• ABOUT THIS EXERCISE: Where the records below reach the line containing "this.onClickAddNewUser = this.onClickAddNewUser.bind(this);", start transcribing, and end with the line containing "For now, could", exactly and with nothing else added.

Items from a dataset
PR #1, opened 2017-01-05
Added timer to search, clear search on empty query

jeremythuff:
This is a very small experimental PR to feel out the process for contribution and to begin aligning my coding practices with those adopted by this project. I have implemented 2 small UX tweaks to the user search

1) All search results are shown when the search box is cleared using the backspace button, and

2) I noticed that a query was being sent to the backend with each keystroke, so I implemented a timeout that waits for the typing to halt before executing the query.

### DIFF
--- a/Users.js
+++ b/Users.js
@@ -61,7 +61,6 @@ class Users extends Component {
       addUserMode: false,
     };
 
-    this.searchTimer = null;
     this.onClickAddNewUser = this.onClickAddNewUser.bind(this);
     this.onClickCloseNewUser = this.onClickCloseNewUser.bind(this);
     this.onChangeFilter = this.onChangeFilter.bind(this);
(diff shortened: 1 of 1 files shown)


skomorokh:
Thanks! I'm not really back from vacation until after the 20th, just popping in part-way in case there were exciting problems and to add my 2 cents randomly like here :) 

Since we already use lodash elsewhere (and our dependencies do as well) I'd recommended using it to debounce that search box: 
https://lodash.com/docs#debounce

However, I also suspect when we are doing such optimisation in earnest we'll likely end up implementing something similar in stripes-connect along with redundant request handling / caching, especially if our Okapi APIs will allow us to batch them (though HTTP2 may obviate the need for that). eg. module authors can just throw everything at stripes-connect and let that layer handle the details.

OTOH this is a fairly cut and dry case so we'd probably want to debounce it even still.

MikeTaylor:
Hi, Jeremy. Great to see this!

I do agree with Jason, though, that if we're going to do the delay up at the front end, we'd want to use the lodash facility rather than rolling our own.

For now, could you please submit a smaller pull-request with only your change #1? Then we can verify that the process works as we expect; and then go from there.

...

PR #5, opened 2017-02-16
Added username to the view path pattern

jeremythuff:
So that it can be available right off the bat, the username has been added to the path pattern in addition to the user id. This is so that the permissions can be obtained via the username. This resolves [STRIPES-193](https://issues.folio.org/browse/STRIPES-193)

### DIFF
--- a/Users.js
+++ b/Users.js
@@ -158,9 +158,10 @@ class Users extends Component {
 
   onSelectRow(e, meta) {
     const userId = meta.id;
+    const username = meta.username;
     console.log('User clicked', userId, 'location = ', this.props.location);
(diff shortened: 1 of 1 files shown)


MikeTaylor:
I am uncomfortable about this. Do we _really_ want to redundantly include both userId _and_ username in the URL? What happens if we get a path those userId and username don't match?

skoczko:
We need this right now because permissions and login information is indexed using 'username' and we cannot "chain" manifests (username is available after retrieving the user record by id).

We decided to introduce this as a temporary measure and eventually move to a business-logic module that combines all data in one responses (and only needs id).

• TASK OUTPUT:
     this.onClickAddNewUser = this.onClickAddNewUser.bind(this);
     this.onClickCloseNewUser = this.onClickCloseNewUser.bind(this);
     this.onChangeFilter = this.onChangeFilter.bind(this);
(diff shortened: 1 of 1 files shown)


skomorokh:
Thanks! I'm not really back from vacation until after the 20th, just popping in part-way in case there were exciting problems and to add my 2 cents randomly like here :) 

Since we already use lodash elsewhere (and our dependencies do as well) I'd recommended using it to debounce that search box: 
https://lodash.com/docs#debounce

However, I also suspect when we are doing such optimisation in earnest we'll likely end up implementing something similar in stripes-connect along with redundant request handling / caching, especially if our Okapi APIs will allow us to batch them (though HTTP2 may obviate the need for that). eg. module authors can just throw everything at stripes-connect and let that layer handle the details.

OTOH this is a fairly cut and dry case so we'd probably want to debounce it even still.

MikeTaylor:
Hi, Jeremy. Great to see this!

I do agree with Jason, though, that if we're going to do the delay up at the front end, we'd want to use the lodash facility rather than rolling our own.

For now, could you please submit a smaller pull-request with only your change #1? Then we can verify that the process works as we expect; and then go from there.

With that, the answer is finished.